Below we’ll establish a threshold value for selecting the pixels of interest. Use the slider bar to move the threshold along the histogram. Pixels that are less than the specified color distance from “Atlantic blue” will be displayed in yellow, while those that are greater than the specified color distance will be displayed in blue-purple. Your goal is to select the ideal threshold value that best (and most selectively) finds water pixels. There are multiple ways to manipulate the slider: You can use your mouse directly, you can use the arrow keys of your keyboard, or you can enter a number directly.

from ipywidgets import interact, interactive, fixed, interact_manual
from ipywidgets import IntSlider
from ipywidgets import FloatSlider

#function for modifying the plot via the input cutVal
def updatePlots(DistanceArray,cutVal):

    #modify input data structure
    flattenedDistances=np.ndarray.flatten(DistanceArray)
    
    #set plot features for histogram with cutVal line
    plt.subplot(3, 1, 1)
    plt.hist(flattenedDistances, bins=100)
    plt.xlabel('Distance from ocean color')
    plt.ylabel('Number of pixels')
    plt.title('Distribution of RGB color distance from Atlantic pixel color')
    xposition = [cutVal]
    for xc in xposition:
        plt.axvline(x=xc, color='r', linestyle='--', linewidth=3)
    fig = plt.gcf()
    fig.set_size_inches(20, 10)
     
    #compute binarized mask for values below cutVal
    naiveOceanMask=DistanceArray<cutVal
    
    #plot the image that results
    plt.subplot(3, 1, 2)
    imshow(naiveOceanMask)
    fig = plt.gcf()
    fig.set_size_inches(10, 10)
    
    # Pie chart, where the slices will be ordered and plotted counter-clockwise:
    maskLabels = 'Presumed water', 'Presumed land'
    maskSizes = [np.sum(naiveOceanMask==1),np.sum(naiveOceanMask==0)]
    #implement pie chart plot here

#create the function to manipulate
def updateCut(cutVal):
    updatePlots(colorDistMeasures,cutVal)
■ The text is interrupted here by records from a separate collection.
PR #4555, opened 2025-07-03
test(python): improve bindings test to detect ABI incompatibilities

rmuir:
Previously, python bindings test would not detect ABI incompatibilities. At this time, the latest pypi release of py-tree-sitter does not support 15, which is the default, and it creates the problem.

Improve the test to create a Parser, which will detect it:
```
======================================================================
ERROR: test_can_load_grammar
----------------------------------------------------------------------
Traceback (most recent call last):
  File "../tests/test_binding.py", line 10, in test_can_load_grammar
    _ = Parser(language)
ValueError: Incompatible Language version 15. Must be between 13 and 14

----------------------------------------------------------------------
Ran 1 test in 0.001s

FAILED (errors=1)
```

### DIFF
--- a/crates/cli/src/templates/test_binding.py
+++ b/crates/cli/src/templates/test_binding.py
@@ -1,12 +1,12 @@
 from unittest import TestCase
 
-import tree_sitter
+from tree_sitter import Language, Parser
 import tree_sitter_LOWER_PARSER_NAME
 
 
 class TestLanguage(TestCase):
     def test_can_load_grammar(self):
         try:
-            tree_sitter.Language(tree_sitter_LOWER_PARSER_NAME.language())
+            Parser(Language(tree_sitter_LOWER_PARSER_NAME.language()))
         except Exception:
             self.fail("Error loading TITLE_PARSER_NAME grammar")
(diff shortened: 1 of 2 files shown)


crates/cli/src/templates/test_binding.py
```diff
@@ -1,12 +1,10 @@
...
 
 
 class TestLanguage(TestCase):
     def test_can_load_grammar(self):
-        try:
-            tree_sitter.Language(tree_sitter_LOWER_PARSER_NAME.language())
-        except Exception:
-            self.fail("Error loading TITLE_PARSER_NAME grammar")
+        language = Language(tree_sitter_LOWER_PARSER_NAME.language())
+        _ = Parser(language)
```
ObserverOfTime:
```suggestion
        try:
            Parser(Language(tree_sitter_LOWER_PARSER_NAME.language()))
        except Exception:
            self.fail("Error loading TITLE_PARSER_NAME grammar")
```

rmuir: Thanks: agreed it ensures a good error always.

ObserverOfTime (approved):

PR #4557, opened 2025-07-03
Fix population of `extra` field in `node-types.json`

### LINKED ISSUE #4556: Really expose `extras` in node-types.json
### Problem

As a grammar reuser, it would be useful to know whether a given node type belongs to the `extras` or not.
At the moment, this information doesn't seem to be exposed, neither on the concrete tree-sitter nodes themselves, nor in `node-types.json`.

To determine if a particular node is an extra, the only solution I have though of so far is to look up the possible children of its parents via `node-types.json`, and check if it is included in those. But it's not straightforward since I need to expand the set of children mentioned there via subtypes.

### Expected behavior

Since `node-types.json` is an array at its root, it doesn't seem feasible to add an `"extras": ["comment", …]` field there. Instead, we could add an `"extra": true` field on each node entry in this list, which shouldn't cause compatibility issues as most systems processing JSON data should be happy with new keys on the objects they process.

Another option would be to introduce a new file `extras.json`, but it would require updating the bindings (and their generation) to expose that properly.

Another option would be to expose a boolean field on the tree-sitter node data structure itself. This seems wasteful as it would increase memory consumption without a good reason.

wetneb:
Fixes #4556.

The existing feature failed to populate the `extra` field in certain cases. I've added a minimal example of a grammar where the issue appears, as the first commit of this PR. You can check out this commit to see that the test fails before the second commit.

The underlying reason is that some entries of `node-types.json` were generated before the extra fields were listed and resolved, without their `extra` field being updated later. I've re-organized the generation so that all node entries are generated with their correct `extra` value from the start, removing the need for them to be updated later.

### DIFF
--- a/crates/generate/src/node_types.rs
+++ b/crates/generate/src/node_types.rs
@@ -507,6 +507,31 @@ pub fn generate_node_types_json(
 
     let aliases_by_symbol = get_aliases_by_symbol(syntax_grammar, default_aliases);
 
+    let empty = HashSet::new();
+    let extra_names = syntax_grammar
+        .extra_symbols
+        .iter()
+        .flat_map(|symbol| {
+            aliases_by_symbol
+                .get(symbol)
+                .unwrap_or(&empty)
+                .iter()
+                .map(|alias| {
+                    alias.as_ref().map_or(
+                        match symbol.kind {
+                            SymbolType::NonTerminal => &syntax_grammar.variables[symbol.index].name,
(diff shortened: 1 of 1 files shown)


WillLillis (approved):
Changes LGTM, thanks for the patch! This should be rebased on top of https://github.com/tree-sitter/tree-sitter/pull/4563 once it's merged.

WillLillis:
@wetneb mind rebasing off of latest master?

#establish the cutVal variable
cutVal=FloatSlider(min=np.min(flattenedDistances), max=np.max(flattenedDistances), value=50,step=1,continuous_update=False)

#establish interactivity
interact(updateCut, cutVal=cutVal ) 
<function __main__.updateCut(cutVal)>

Making an ocean mask

Above, you’ve used the slider bar to try and select a color distance value which isolates just the water pixels. The histogram plot is the same as the one from the previous cell, however the red bar indicates where in the distribution your current threshold is. The second plot is the (binary) “mask” that you’ve created, in which yellow pixels indicate all of those pixels whose color distance is less than the threshold value you’ve set and the purple-blue pixels indicate all of those pixels whose color distance is greater than the threshold value you’ve set. In this way, the yellow pixels represent those pixels that you deem sufficiently close to “Atlantic blue”, while the purple-blue ones are deemed too far from “Atlantic blue” to plausibly be considered water pixels.

What is the ideal threshold value?

Additionally, as you move the threshold around (beyond what would be needed to make an ocean mask), you can observe which portions of the map go from blue to yellow, and thereby get a sense of what the clusters might represent.

What might the histogram clusters correspond to?

Some good guesses as to what the clusters correspond to:

  • 0 to ~75 = water

  • ~100 to ~230 = grasslands, lighter forests

  • ~230 to ~290 = mountains, darker forests, & deserts

  • ~300 to ~340 = ice

A good guess as to the best threshold value

A value between 63 and 80 seems to do well for selecting water, see which one you feel works best.

In this lesson we practiced with the creation of a mask using a threshold value on our image. In the next lesson, we’ll try and compare the mask we generated to a preexisting mask of the planet’s water. What we’ll learn is that, before the comparison can even be made, a bit of adjustment needs to be made, in order to ensure correspondence between the two images. This will prove to be a very important insight, as this process of ensuring correspondence between two images is central to digital investigations of brain anatomy.